À ma connaissance juridique, et à ce juste titre déjà, (puisque la personne est décédée dans des circonstances suspectes), le procureur de la République a un rôle central à jouer dans l´enquête préliminaire avant de passer la main au juge d´instruction par une saisie d´un réquisitoire introductif puisque le juge d´instruction ne se saisit pas d´office lui-même des affaires pénales mais toujours soit par le procureur de la république, soit par une plainte de constitution de partie civile par les proches de la victime pour forcer la main au tribunal d´instruire le dossier en cas de passivité du procureur de la république dans une affaire pénale. Donc par la constitution de partie civile en saisissant le juge d´instruction d´une plainte, les proches de la victime ont le droit d´avoir accès direct aussi au dossier par le biais de leur avocat. C´est la procédure pénale qui le prévoit et tout juriste le sait.

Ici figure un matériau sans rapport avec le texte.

PR #1201, opened 2016-02-14
Add .timeout(ms) to QueryBuilder

wubzz:
A feature suggestion that adds timecontrol over queries to the querybuilder that is being run in an application, similarly to how you can now control the Timeout for acquiring a new conection in 0.10.

Probably not often that this would have a use case, but in complex queries where you have tons of joins and tons of data, this could prove useful. If not for anything else, it can be used for finding queries that are slowing down an app.

This is not a requested feature or anything that I am personally in need of, just something extra.

### DIFF
--- a/index.html
+++ b/index.html
@@ -67,6 +67,7 @@
     </a>
     <ul class="toc_section">
       <li>– <a href="#Builder-main"><b>constructor</b></a></li>
+      <li>– <a href="#Builder-timeout">timeout</a></li>
       <li>– <a href="#Builder-select">select</a></li>
       <li>– <a href="#Builder-as">as</a></li>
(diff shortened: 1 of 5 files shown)


elhigu:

Il faut dire juridiquement que dans les affaires pareilles, lorsque la police judiciaire est informée d´un assassinat, cette dernière doit immédiatement aviser le procureur de la république et ce dernier doit obligatoirement se rendre sur les lieux du crime avec la police judiciaire qui l´a avisé de ce crime quelle que soit l´heure qu´il a été avisé. Il n´a pas de choix. C´est la procédure pénale qui l´ordonne. À partir du moment où ce n´est pas un problème de l´armée mais d´un assassinat dans un bureau, peu importe le lieu et le statut de l´individu, le procureur est en droit et le devoir de s´y rendre, accompagné de la police judiciaire pour établir une enquête préliminaire avant de passer la main au juge d´instruction. Il doit le faire et cela relève de ces attributions en tant que procureur de la république. Ce qui devrait même se faire et qui est courant ici en Europe, c´est que le jour même de la découverte d´un fait d´assassinat ou au plus tard le lendemain, les deux personnages incontournables pour le dossier : le procureur de la république et le haut gradé de la police des affaires criminelles du lieu du crime convoquent la presse pour une information à la population, suivie des questions des journalistes qui sont convoqués. Bizarrement pour le cas du Togo, c´est le silence total. Même les autorités n´en disent rien depuis le 4 mai 2020 pour éclairer la population. Que dit le code de procédure pénale togolaise en matière d´assassinat?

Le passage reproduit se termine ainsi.